Vampire Shrimp Care Guide
Vampire Shrimp Overview
While Vampire Shrimp (Atya gabonensis) look remarkably similar to crayfish, they nevertheless are Freshwater Shrimp. They are one of the most intriguing shrimp species, with the ability to change colorations and live a longer life than other freshwater shrimp species.
Most Vampire Shrimp grow between two and three inches in length, but reportedly, they can grow as big as six inches. Vampire Shrimp are broader than most freshwater shrimp, which leads to them being mistaken for crayfish.
Vampire Shrimp are on the threatened species list and can only be caught in small quantities in West Africa, most commonly in Northern Nigeria. These shrimp also have a few distinct water requirements that differ from other shrimp species. Vampire Shrimp do share similar parameters to other filter and fan feeders like Bamboo Shrimp and Bloom Shrimp.

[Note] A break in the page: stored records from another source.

PR #1296, opened 2023-06-12
Disable the r/python auto poster

ChrisLovering:
Otherwise this will error every morning while r/python isn't accessible

## Did you:

- [ ] Join the [**Python Discord Community**](https://discord.gg/python)?
- [ ] Read all the comments in this template?
- [ ] Ensure there is an issue open, or link relevant discord discussions?
- [ ] Read and agree to the [contributing guidelines](https://pythondiscord.com/pages/contributing/contributing-guidelines/)?

### DIFF
--- a/bot/exts/utilities/reddit.py
+++ b/bot/exts/utilities/reddit.py
@@ -37,7 +37,7 @@ class Reddit(Cog):
         self.access_token = None
         self.client_auth = BasicAuth(RedditConfig.client_id.get_secret_value(), RedditConfig.secret.get_secret_value())
 
-        self.auto_poster_loop.start()
+        # self.auto_poster_loop.start()
 
     async def cog_unload(self) -> None:
         """Stop the loop task and revoke the access token when the cog is unloaded."""


bot/exts/utilities/reddit.py
```diff
@@ -37,7 +37,7 @@ def __init__(self, bot: Bot):
         self.access_token = None
         self.client_auth = BasicAuth(RedditConfig.client_id.get_secret_value(), RedditConfig.secret.get_secret_value())
 
-        self.auto_poster_loop.start()
+        # self.auto_poster_loop.start()
```
TizzySaurus, line 40: Since we're not starting the loop, do we also need to comment out the `self.auto_poster_loop.cancel()` call in `cog_unload()` (and anywhere else)?

ChrisLovering: No, cancel doesn't error if the task isn't running.

TizzySaurus (approved):

vivekashok1221 (approved):

PR #1302, opened 2023-06-20
Use the same pride facts for each year

ChrisLovering:
The command args have been changed to accept a number between 1 & 20, rather than a date, to make it easier to select which day of the week you want. This also updates the output of the command so that the selected day, or random is included in the title.


Xithrius (approved):
I see no issues in this implementation. Very cool, thank you Chris.

bot/exts/holidays/pride/pride_facts.py
```diff
@@ -28,65 +27,45 @@ def __init__(self, bot: Bot):
...
+          - If a option is a number (1-30), the fact for that given day of June is returned.
         """
         if not option:
-            await self.send_select_fact(ctx, datetime.now(tz=UTC))
+            await self.send_select_fact(ctx, datetime.now(tz=UTC).day)
         elif option.lower().startswith("rand"):
-            await self.send_random_fact(ctx)
-        else:
+            await ctx.send(embed=self.get_fact_embed())
+        elif isinstance(option, int):
```
wookie184, line 53: This needs to be before the previous check, otherwise `.lower()` will be called on the integer and cause an error.

wookie184 (changes requested):

bot/exts/holidays/pride/pride_facts.py
ChrisLovering: Good point, fixed in [forcepush](https://github.com/python-discord/sir-lancebot/compare/b0dc052e9a426511296f83b9f12871fbd4bd4ac4..ab551fa4efbf1001b4e5a14326577dc7c4ee962e)

wookie184 (approved):

PR #1321, opened 2023-07-06
Update to pydantic 2.0

wookie184:
Currently this doesn't work due to https://github.com/pydantic/pydantic-settings/issues/106. A PR fixing that was merged so just waiting for a release.

### DIFF
--- a/bot/constants.py
+++ b/bot/constants.py
@@ -2,7 +2,8 @@ import enum
 from os import environ
 from types import MappingProxyType
 
-from pydantic import BaseSettings, SecretStr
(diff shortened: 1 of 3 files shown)


wookie184:
I'll also change it to use the class kwarg to set the `env_prefix` now that will be supported, since it looks pretty neat https://github.com/pydantic/pydantic-settings/issues/110

ChrisLovering (approved):
Looks good, one thing that we _could_ change, but my approval stands either way

Xithrius (approved):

In an aquarium setting, they primarily eat by filter feeding in the water column and need to be fed in an aquarium to survive. It's best to have a fast water setup and place high-quality crushed flakes or powdered food into the water column for the shrimp to eat.
Despite their name, Vampire Shrimp have a peaceful disposition and make for exceptional tank mates. Their name references their nocturnal nature and appearance of having fangs. The shrimp species also goes by numerous other names, including Viper Shrimp, African Fan Shrimp, and African Filter Shrimp.
The Origin of the Vampire Shrimp
The Atya gabonensis was discovered in Gabon, Africa, in 1875. While initially thought to be endemic to Gabon, populations were later found in other countries in West Africa. For a time, in the 1960s, they were a delicacy and exported to Europe. Later, aquarists took an interest in the Atya gabonensis and other fan-feeder shrimp.
Obtaining a Vampire Shrimp can be difficult, as they are rare and hard to find in pet shops. However, Aquatic Arts does have Vampire Shrimp in stock for the hobbyist interested in joining the cult following around the species.
Tank Size, Environment, and Water Parameters for the Vampire Shrimp
Vampire Shrimp greatly benefit from being in a tank with a significant amount water. It’s advisable to start with at least a 20-gallon aquarium, which provides enough room for them to explore. The tank’s size also allows necessary water current movement for feeding opportunities.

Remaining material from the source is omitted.